▶ [Required work]: Among the entries below, how many lines contain the string "pipelined"? Only the number is wanted.

*** Opening Data records ***

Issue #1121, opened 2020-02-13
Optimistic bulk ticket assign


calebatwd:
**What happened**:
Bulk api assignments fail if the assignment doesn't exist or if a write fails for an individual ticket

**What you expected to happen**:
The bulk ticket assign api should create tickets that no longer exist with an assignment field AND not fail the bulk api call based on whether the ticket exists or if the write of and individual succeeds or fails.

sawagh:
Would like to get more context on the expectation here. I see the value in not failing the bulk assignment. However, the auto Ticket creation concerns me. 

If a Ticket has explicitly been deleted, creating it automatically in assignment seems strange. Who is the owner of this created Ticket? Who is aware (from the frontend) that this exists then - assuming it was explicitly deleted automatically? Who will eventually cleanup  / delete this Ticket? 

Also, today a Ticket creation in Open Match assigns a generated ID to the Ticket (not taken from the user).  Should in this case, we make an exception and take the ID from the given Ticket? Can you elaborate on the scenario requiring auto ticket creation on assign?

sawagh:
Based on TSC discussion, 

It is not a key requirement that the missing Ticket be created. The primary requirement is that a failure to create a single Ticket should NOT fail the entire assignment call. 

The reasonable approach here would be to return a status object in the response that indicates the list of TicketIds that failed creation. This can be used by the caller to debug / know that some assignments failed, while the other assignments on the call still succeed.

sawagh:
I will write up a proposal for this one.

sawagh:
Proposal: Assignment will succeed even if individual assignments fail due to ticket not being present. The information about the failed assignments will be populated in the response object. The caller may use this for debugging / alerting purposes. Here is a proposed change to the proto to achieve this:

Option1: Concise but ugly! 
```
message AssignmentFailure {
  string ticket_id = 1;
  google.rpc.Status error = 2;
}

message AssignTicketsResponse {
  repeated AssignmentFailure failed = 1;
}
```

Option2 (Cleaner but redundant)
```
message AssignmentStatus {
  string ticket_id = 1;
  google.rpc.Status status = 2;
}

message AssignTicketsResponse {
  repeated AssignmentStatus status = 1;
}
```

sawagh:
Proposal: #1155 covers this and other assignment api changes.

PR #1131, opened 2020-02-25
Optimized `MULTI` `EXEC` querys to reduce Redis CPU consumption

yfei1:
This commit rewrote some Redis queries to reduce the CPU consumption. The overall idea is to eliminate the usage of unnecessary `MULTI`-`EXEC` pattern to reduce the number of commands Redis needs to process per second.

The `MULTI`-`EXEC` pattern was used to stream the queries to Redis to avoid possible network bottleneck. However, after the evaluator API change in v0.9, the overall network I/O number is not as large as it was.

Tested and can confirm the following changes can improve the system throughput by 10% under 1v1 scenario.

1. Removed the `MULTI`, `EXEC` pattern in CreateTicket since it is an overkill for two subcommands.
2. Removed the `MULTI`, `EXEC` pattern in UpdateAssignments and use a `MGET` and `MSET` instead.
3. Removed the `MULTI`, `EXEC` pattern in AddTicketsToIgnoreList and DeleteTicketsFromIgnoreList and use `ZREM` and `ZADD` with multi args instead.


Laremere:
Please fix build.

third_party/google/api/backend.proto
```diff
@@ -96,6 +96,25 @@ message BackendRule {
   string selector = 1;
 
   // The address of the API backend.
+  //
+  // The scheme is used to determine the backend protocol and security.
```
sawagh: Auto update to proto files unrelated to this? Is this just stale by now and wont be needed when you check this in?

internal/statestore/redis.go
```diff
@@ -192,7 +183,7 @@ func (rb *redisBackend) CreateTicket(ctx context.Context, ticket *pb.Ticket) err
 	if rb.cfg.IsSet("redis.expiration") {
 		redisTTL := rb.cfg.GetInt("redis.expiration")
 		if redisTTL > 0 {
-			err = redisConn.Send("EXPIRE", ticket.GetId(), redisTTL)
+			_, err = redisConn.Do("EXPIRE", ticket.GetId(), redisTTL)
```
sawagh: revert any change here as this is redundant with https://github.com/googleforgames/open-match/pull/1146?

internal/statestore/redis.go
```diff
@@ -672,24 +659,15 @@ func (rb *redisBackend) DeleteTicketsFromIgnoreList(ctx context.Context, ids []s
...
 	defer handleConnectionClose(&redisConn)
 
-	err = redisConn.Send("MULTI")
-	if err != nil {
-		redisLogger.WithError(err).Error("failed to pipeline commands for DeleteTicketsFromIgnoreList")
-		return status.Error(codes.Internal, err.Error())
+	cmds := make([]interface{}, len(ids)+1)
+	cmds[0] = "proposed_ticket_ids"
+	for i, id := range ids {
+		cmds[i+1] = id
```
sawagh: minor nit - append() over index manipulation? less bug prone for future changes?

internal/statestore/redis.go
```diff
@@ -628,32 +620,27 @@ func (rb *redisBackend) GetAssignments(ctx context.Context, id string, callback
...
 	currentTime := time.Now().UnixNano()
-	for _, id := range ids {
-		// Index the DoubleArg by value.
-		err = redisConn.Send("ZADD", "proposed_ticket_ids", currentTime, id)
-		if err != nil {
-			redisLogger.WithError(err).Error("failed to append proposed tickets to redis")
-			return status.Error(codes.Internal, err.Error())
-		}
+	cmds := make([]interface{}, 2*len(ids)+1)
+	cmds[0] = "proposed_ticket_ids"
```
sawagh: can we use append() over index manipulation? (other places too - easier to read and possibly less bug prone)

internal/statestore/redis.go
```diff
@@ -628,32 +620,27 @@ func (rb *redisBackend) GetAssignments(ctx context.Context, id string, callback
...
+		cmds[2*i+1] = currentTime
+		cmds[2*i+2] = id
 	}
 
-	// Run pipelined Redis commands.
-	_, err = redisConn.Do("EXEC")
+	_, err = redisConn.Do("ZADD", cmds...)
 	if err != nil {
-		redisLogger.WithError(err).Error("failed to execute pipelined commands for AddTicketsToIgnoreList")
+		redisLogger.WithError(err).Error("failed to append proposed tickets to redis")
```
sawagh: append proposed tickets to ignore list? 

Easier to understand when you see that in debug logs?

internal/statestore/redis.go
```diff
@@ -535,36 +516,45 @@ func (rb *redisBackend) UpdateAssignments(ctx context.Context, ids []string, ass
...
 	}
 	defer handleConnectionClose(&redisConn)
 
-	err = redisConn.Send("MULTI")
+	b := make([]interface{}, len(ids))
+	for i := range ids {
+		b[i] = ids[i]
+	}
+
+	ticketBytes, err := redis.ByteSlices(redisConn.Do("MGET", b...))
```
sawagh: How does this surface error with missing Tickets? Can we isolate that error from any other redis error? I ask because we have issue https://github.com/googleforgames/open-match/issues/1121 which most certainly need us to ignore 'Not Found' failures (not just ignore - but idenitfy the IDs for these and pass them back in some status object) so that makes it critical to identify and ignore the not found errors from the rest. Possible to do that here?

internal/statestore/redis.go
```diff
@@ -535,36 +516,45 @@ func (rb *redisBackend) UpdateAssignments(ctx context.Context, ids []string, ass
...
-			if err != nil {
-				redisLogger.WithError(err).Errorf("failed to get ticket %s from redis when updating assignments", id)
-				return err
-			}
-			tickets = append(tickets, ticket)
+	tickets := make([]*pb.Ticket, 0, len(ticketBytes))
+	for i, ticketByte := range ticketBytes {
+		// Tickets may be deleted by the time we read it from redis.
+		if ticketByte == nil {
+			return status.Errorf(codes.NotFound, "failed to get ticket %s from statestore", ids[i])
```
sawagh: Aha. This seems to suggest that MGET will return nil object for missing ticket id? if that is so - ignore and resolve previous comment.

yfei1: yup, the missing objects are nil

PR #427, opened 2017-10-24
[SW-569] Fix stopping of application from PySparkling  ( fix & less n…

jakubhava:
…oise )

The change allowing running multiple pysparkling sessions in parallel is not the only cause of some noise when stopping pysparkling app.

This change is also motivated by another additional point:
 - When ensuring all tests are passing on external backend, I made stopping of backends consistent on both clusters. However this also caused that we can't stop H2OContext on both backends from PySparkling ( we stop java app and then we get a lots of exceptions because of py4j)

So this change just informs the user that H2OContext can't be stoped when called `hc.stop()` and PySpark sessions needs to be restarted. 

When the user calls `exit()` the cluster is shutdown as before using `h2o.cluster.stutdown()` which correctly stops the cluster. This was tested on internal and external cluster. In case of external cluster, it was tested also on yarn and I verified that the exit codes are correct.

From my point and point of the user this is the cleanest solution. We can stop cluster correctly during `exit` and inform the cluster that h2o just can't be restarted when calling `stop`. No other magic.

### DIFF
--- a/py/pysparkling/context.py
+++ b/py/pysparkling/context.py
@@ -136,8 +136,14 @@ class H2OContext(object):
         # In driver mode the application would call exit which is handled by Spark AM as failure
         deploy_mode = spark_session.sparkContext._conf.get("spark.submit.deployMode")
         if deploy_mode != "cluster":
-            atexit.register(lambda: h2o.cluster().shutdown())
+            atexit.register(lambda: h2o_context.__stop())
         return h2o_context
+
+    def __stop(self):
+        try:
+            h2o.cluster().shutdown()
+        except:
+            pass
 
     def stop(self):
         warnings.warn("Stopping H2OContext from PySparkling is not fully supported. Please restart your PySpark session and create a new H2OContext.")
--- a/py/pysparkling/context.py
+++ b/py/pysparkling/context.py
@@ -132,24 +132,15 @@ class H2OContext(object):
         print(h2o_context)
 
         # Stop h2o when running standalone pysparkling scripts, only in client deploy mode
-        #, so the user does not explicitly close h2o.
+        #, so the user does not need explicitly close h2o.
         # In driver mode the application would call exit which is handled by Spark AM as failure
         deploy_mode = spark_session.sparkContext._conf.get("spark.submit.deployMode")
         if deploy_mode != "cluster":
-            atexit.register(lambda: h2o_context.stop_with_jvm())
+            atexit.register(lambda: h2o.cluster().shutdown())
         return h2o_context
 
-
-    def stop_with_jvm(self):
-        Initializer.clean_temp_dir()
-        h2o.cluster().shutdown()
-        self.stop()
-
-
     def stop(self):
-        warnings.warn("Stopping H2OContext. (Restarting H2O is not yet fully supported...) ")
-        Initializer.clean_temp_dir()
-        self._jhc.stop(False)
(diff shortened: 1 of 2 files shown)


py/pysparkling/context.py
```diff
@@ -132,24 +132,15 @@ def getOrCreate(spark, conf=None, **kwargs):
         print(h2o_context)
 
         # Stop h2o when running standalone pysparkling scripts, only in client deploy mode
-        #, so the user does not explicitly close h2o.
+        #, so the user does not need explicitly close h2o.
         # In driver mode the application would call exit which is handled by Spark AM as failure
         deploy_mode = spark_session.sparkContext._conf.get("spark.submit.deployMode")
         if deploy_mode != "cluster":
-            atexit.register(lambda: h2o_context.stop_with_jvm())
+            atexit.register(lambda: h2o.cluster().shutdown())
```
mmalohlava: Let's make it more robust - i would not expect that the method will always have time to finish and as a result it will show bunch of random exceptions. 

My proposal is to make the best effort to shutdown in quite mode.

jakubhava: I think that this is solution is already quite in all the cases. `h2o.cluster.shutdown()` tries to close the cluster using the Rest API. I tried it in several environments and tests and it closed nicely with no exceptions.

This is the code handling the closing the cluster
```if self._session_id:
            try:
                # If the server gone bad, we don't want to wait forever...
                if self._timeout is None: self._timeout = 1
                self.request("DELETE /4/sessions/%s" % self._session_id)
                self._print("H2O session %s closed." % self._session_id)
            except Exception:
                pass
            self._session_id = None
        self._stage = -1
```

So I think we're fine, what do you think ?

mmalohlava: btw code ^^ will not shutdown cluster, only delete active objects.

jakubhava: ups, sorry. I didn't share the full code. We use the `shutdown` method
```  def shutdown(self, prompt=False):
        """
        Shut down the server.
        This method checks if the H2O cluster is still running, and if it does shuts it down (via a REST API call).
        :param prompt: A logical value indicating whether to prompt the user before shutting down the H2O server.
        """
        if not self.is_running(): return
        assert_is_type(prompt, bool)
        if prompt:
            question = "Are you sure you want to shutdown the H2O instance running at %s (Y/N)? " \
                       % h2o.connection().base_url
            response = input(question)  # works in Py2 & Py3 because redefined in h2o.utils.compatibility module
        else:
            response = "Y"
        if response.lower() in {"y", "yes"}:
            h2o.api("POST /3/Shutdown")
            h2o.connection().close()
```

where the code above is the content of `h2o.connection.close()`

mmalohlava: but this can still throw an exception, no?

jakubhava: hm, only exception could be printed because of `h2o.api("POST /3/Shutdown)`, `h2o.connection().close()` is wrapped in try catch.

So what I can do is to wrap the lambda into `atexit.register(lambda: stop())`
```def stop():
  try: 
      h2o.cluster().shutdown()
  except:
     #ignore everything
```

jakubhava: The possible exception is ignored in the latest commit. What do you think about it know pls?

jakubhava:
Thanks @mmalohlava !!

*** Closing Data records ***

▶ [Final answer]: 2